Gandhi, for instance, believed that nothing ever good came out of the European
civilization and its ideas. If you take such a stance you cant learn from
them. His views were in stark contrast to, say, Tagore who had no problems in
acknowledging the good parts while attacking the bad. What amuses me is that
that banning of the practice of sati - burning of widows on the stake -- was
strongly influenced by Muslim literature from Muslim golden age, the Mutazils
to be precise. RamMohan Roy the chief figure in getting the practice abolished
was a scholar of Persian literature and of course Mutazil literature. Its
amusing because Islam is the current poster child of everything retrogressive.

Back to Renaissance, had Europe not retrogressed Renaissance would not have
been necessary. The same holds for India.

BTW I am in admiration of the fact that you can talk about something that's
this close to home.

My father, a scientist was heading a governmental body at the time of the
previous BJP government headed by Vajpayee. He run a foul of them. He was
being coerced in to scientifically endorsing that artifacts from ayodhya,
bricks, to be particular, were from Ram's times. He refused to do so as those
bricks indicated quite something else. It was a very trying time for our
family. I have my full sympathies and respect for those who stand up against a
corrupt government be it intellectual corruption or corruption of some other
kind.

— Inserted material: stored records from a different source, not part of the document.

PR #2472, opened 2026-08-20
test(spring-ai): record the 0.0.39 ceiling baseline and document the un-pin run

mme:
Groundwork for un-pinning Spring AI. **This PR deliberately does not remove the ceiling** — that needs a real-backend run, and the backend isn't in this repo. What was missing was everything needed to *do* that run and to make the eventual removal reviewable.

Linear: [PNI-219](https://linear.app/copilotkit/issue/PNI-219/validate-spring-ai-on-10-and-remove-its-version-ceiling)

## What's actually in the repo for Spring AI

Worth stating plainly, because it shapes what can be done here:

| | |
|---|---|
| Adapter | `src/index.ts` — 11 lines, `SpringAiAgent extends HttpAgent` + the pin |
| Tests | **none** (before this PR) |
| Backend | **not in this repo** — the Spring adapter and Spring AI integration ship from a separate `ag-ui-spring` repo ([Java server README](https://github.com/ag-ui-protocol/ag-ui/blob/main/sdks/community/java/ag-ui/server/README.md)) |
| Dojo | 5 lanes wired via `SPRING_AI_URL` (default `:8080`) |
| E2E | one 17-line plain-text `agentic_chat` test, **not** in the `dojo-e2e` matrix |
| CI | `spring-ai` appears only in release/publish workflows |

So there is no in-repo way to prove the backend tolerates the un-shimmed wire format. The honest move is to record precisely what the ceiling changes, and make the removal a red/green decision.

## The risk surface is wider than the ticket assumes

The ticket frames this as a content-flattening pin. It isn't only that. `0.0.39` is at or below **all three** thresholds in `AbstractAgent`'s constructor, so three shims are live on this path:

| Threshold | Effect while the ceiling stands |
|---|---|
| ≤ 0.0.39 | Flattens structured content to text, coerces absent content to `""`, strips `parentRunId` |
| ≤ 0.0.45 | Rewrites legacy `THINKING_*` response events to `REASONING_*` |
| ≤ 0.0.47 | Converts legacy `BinaryInputContent` to typed content parts |

The 0.0.45 one is the non-obvious risk: if the Spring backend still emits legacy `THINKING_*`, removing the pin silently breaks reasoning display. That's a response-side failure no request-side test would catch.

## The baseline suite

`src/__tests__/version-ceiling-baseline.test.ts` (the package's first tests) drives real runs through the middleware chain against an injected `fetch` and records each effect: content arrays flattened with the image part dropped, absent assistant content coerced to `""`, `THINKING_*` rewritten to `REASONING_*`. A fifth test covers plain-string content, which behaves identically either way.

That last one matters: plain text is exactly what the existing e2e test sends, so **a green `agentic_chat` run is not evidence for removing the pin**. The suite makes that explicit rather than leaving it as folklore.

Verified as a tripwire, not decoration: temporarily deleting the pin fails all four baseline assertions and leaves the ceiling-independent one green.

```
× pins maxVersion to 0.0.39, activating all three compat shims
× flattens structured content parts to text, dropping the image
× coerces an assistant message with no content to an empty string
× rewrites legacy THINKING_* response events into REASONING_*
✓ passes plain string content through untouched
```

When the real-backend run justifies the removal, those assertions get inverted in the same commit — a suite that stayed green through an un-pin would mean it had stopped watching anything.

## README fix

The README was copy-pasted from llama-index. It advertised "Connect to LlamaIndex FastAPI servers" and "Complete FastAPI server implementation included", and under *"To run the example server in the dojo"* told you to boot `integrations/llama-index/python/examples`. For a ticket whose step 1 is "run its real paired backend", the docs pointed at the wrong backend entirely.

Replaced with the actual backend situation, the Dojo lanes that exist, the shim table, and the ordered before/after procedure with the three risk axes to check against the live backend.

## Verification

`test` (5 passed), `typecheck`, `test:exports` and `prettier --check` all pass. The adapter source is untouched.

## Follow-ups I deliberately left out

- **Expanding the e2e suite** to the discriminating lanes (`human_in_the_loop`, `tool_based_generative_ui` exercise the absent-content branch). I can't run them without a backend, and shipping unverified e2e specs seemed worse than leaving the runbook precise about what to check.
- **`runAgent({ messages })` in the usage example** is wrong — `RunAgentParameters` has no `messages` field. It's identical boilerplate across ~20 sibling integration READMEs, so fixing it here alone would create inconsistency; worth its own sweep.
- **Adding `springAiTests` to the `dojo-e2e` matrix** is not possible: that workflow starts each backend from this repo. Documented as a manual run instead.

### DIFF
--- a/integrations/community/spring-ai/typescript/README.md
+++ b/integrations/community/spring-ai/typescript/README.md
@@ -31,14 +31,71 @@ const result = await agent.runAgent({
 
 ## Features
 
-- **HTTP connectivity** – Connect to LlamaIndex FastAPI servers
-- **Workflow support** – Full integration with LlamaIndex workflow orchestration
+- **HTTP connectivity** – Connect to Spring Boot servers streaming AG-UI over SSE
+- **Spring AI integration** – Drive Spring AI agents, advisors and tool callbacks
 - **RAG capabilities** – Document retrieval and reasoning workflows
-- **Python integration** – Complete FastAPI server implementation included
+- **Java server support** – Pairs with the AG-UI Java server SDK
 
-## To run the example server in the dojo
+## The paired backend
 
-```bash
-cd integrations/llama-index/python/examples
-uv sync && uv run dev
-```
+Unlike most integrations in this repo, the Spring AI backend is **not vendored
+here**. The Spring (WebFlux / Spring Boot starter) adapter and the Spring AI
+integration ship from a separate `ag-ui-spring` repository, so that
+`sdks/community/java/ag-ui/server` can stay dependency-free — see
+[the Java server README](../../../../sdks/community/java/ag-ui/server/README.md).
+
+The Dojo reaches it over HTTP at `SPRING_AI_URL` (default
+`http://localhost:8080`, see `apps/dojo/src/env.ts`) and wires these lanes:
+`agentic_chat`, `shared_state`, `tool_based_generative_ui`,
+`human_in_the_loop`, `agentic_generative_ui`.
+
+## Validating the protocol version ceiling
+
+`SpringAiAgent` pins `maxVersion` to `"0.0.39"`. That value is at or below all
+three backward-compat thresholds in `AbstractAgent`'s constructor, so every
+shim is active on this path:
+
+| Threshold | Effect while the ceiling stands                                                                   |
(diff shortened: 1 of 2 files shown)


mme:
Closing — not wanted. Spring AI stays pinned; no code changed on main.

PR #2473, opened 2026-08-20
fix(langgraph): ag-ui-langgraph 0.0.43 500s on every request for subclassed agents

### LINKED ISSUE #1277: [Bug]: LangGraphAGUIAgent is a stateful singleton — concurrent requests corrupt shared state causing KeyError / TypeError crashes

mxmzb:
## The bug

`ag-ui-langgraph` **0.0.43** returns a **500 on every request** through `add_langgraph_fastapi_endpoint` when the agent is a subclass whose `__init__` predates the flags that release added.

```
TypeError: LangGraphAGUIAgent must override clone() or ensure its __init__ accepts
  (name, graph, description, config) as keyword arguments:
  LangGraphAGUIAgent.__init__() got an unexpected keyword argument 'enable_legacy_on_interrupt_event'
```

Reproduced in a clean venv with published packages only — `ag-ui-langgraph 0.0.43` + `copilotkit 0.1.95`:

```python
from copilotkit import LangGraphAGUIAgent
LangGraphAGUIAgent(name="t", graph=graph).clone()   # -> TypeError
```

### How it happens

1. `endpoint.py:23` calls `agent.clone()` per request (since 0.0.40 — correct, it is what fixes #1277).
2. 0.0.43 made `clone()` forward three new kwargs: `enable_legacy_on_interrupt_event`, `emit_interrupt_outcome`, `emit_raw_events` (added in #2244).
3. `copilotkit.LangGraphAGUIAgent` has a closed keyword-only `(name, graph, description, config)` signature and no `clone()` override → `TypeError` → 500.
4. `copilotkit` depends on `ag-ui-langgraph[fastapi]>=0.0.42` with no upper bound, so a fresh install of the **documented LangGraph + FastAPI quickstart** gets 0.0.43 and fails on the first message.

Blast radius is every `LangGraphAgent` subclass with a fixed signature. Base-class-only users are unaffected. 0.0.42 and earlier are fine.

### Second failure mode, same release

The same flags are read as plain instance attributes at `agent.py:190` and `agent.py:466`, so an instance built without them raises `AttributeError: 'LangGraphAGUIAgent' object has no attribute 'emit_raw_events'` on every event. This is what breaks 4 tests in CopilotKit's `sdk-python` suite the moment its lockfile moves off 0.0.42.

## The fix

- `clone()` forwards the flags through `__init__` **only when the concrete class accepts them** (signature-inspected), and assigns them onto the clone when it does not. Simply dropping them would silently reset a non-default `emit_raw_events=False` on every request and reintroduce the OSS-607 payload bloat with no error anywhere — so they are carried on both paths.
- The three flags are declared as **class-level defaults**, so reading one never depends on `__init__` having assigned it. One declaration fixes both current read sites and any future one.
- Subclasses with genuinely *required* extra params still get the existing "must override clone()" `TypeError`. That behavior is unchanged and still covered.

## Tests

5 added, all red before the change:

| Test | Guards |
|---|---|
| `test_clone_subclass_with_legacy_signature` | the 500 itself |
| `test_clone_carries_flags_through_legacy_signature` | OSS-607 does not silently regress on the fallback path |
| `test_clone_carries_flags_when_init_accepts_them` | the constructor path stays primary |
| `test_dispatch_event_survives_missing_flags` | class-level default resolution |
| `test_dispatch_event_on_instance_built_without_init` | the `AttributeError` at `agent.py:190` |

The new `LegacySignatureAgent` fixture is deliberately the shape of the real downstream subclass. The existing `SubclassAgent` was widened to accept the new kwargs in #2244, which is why CI stayed green through the regression — a test that tracks the implementation cannot catch a contract break.

## Verification

| Suite | Result |
|---|---|
| `integrations/langgraph/python` — pytest | **402 passed** (397 before + 5 new) |
| `integrations/langgraph/python` — `unittest discover` (canonical runner) | **390 tests, OK** |
| `copilotkit` `sdk-python` @ 0.0.43, unpatched | 4 failed, 221 passed |
| `copilotkit` `sdk-python` @ this branch, unpatched | **225 passed, 0 failed** |
| `LangGraphAGUIAgent(...).clone()` @ this branch | succeeds, carries `emit_raw_events=False` |

The last two rows are the point: this fixes the downstream break with **zero changes** on the CopilotKit side.

## Status

Draft — no release bump included. This wants a 0.0.44 to reach the users currently getting 500s.

### DIFF
--- a/integrations/langgraph/python/ag_ui_langgraph/agent.py
+++ b/integrations/langgraph/python/ag_ui_langgraph/agent.py
@@ -108,6 +108,36 @@ logger = logging.getLogger(__name__)
 
 ROOT_SUBGRAPH_NAME = "root"
 
+# The behavior flags clone() carries onto the fresh instance: everything
+# LangGraphAgent.__init__ accepts except the four parameters that identify
+# *which* agent is being cloned (name, graph, description, config), which
+# clone() passes to the constructor instead.
+#
+# Written down statically rather than derived from __init__ at runtime. The
+# derivation looked self-maintaining and was not: it read the *current*
+# ``LangGraphAgent.__init__``, so any wrapper around that attribute which
+# presents as ``(*args, **kwargs)`` — a decorator that forgot
+# ``functools.wraps``, a test double, an instrumentation shim — derived an
+# EMPTY tuple. clone() then carried no flags at all and a deliberate
+# ``emit_raw_events=False`` silently reverted to True on every request, with no
+# error and no log. ``inspect.signature`` could also raise outright on an
+# unreadable ``__init__``.
+#
+# Nothing is lost by fixing the list: the flags are spelled out as explicit
+# keyword parameters on __init__, so a fourth one cannot be passed today
+# without editing that signature. This tuple only writes down a constraint that
+# already exists. ``TestCloneBehaviorFlagList`` in tests/test_clone.py fails in
+# both directions if the two ever disagree, which moves the drift protection
+# from every request to CI.
+_CLONE_BEHAVIOR_FLAGS = (
+    "enable_legacy_on_interrupt_event",
+    "emit_interrupt_outcome",
+    "emit_raw_events",
+)
+
+#: "No such attribute", distinguishable from a flag legitimately set to None.
+_FLAG_MISSING = object()
+
 
 class PreparedStream(TypedDict):
     """Payload returned by prepare_stream / prepare_regenerate_stream.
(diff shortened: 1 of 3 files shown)


mxmzb:
Superseded by #2528, which landed a signature-aware `clone()` on main.

Verified against current main with a subclass mirroring the released `copilotkit.LangGraphAGUIAgent` (closed keyword-only `(name, graph, description, config)`):

- plain `clone()` succeeds — the 500-on-every-request bug this PR was opened for is gone
- opting into `subagent_visibility="hidden"` or setting `emit_subagent_events` raises a clear TypeError naming the parameter, rather than reverting the flag silently

The one thing here that main does not carry is the class-level flag defaults, so an instance built bypassing `__init__` still raises `AttributeError: 'X' object has no attribute 'emit_raw_events'`. The only place that does that is a single test double in CopilotKit's sdk-python (`_bridge_agent`, via `object.__new__`) — no shipped code in either repo pickles, deepcopies or otherwise reconstructs an agent without its constructor. CopilotKit#6592 fixes that helper by constructing it properly, so there is nothing left for this PR to carry.

Closing rather than rebasing.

I have immense respect for my father because given what he was going
through I am not sure I would have made the same choices that he made. I would
like to believe that I would have been as honest and upright but since I was
not in the center of that harrasment I sincerely dont know what trade offs I
would have made. This is the first time I have ever spoken about this to
anyone.

------
bakul
Misleading headline by BBC. The very first sentence in the article is this:
"Indian scientists have hit out at speakers at a major science conference for
making irrational claims."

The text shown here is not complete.